(Saved data entries)
PR #3303, opened 2018-11-07
igw: stop tcmu-runner on iscsi purge

mikechristie:
When the iscsi purge playbook is run we stop the gw and api daemons but
not tcmu-runner which I forgot on the previous PR.

Fixes Red Hat BZ:
https://bugzilla.redhat.com/show_bug.cgi?id=1621255


mikechristie:
@leseb 

I repushed the PR with your comment handled and I also merged it with both the rbd-target-api and rbd-target-gw tasks since they the api one was also a duplicate.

## HOW TO COMPLETE THIS TASK:
Copy out each line of the data that has the word "runner" in it.

## OUTPUT:
igw: stop tcmu-runner on iscsi purge
not tcmu-runner which I forgot on the previous PR.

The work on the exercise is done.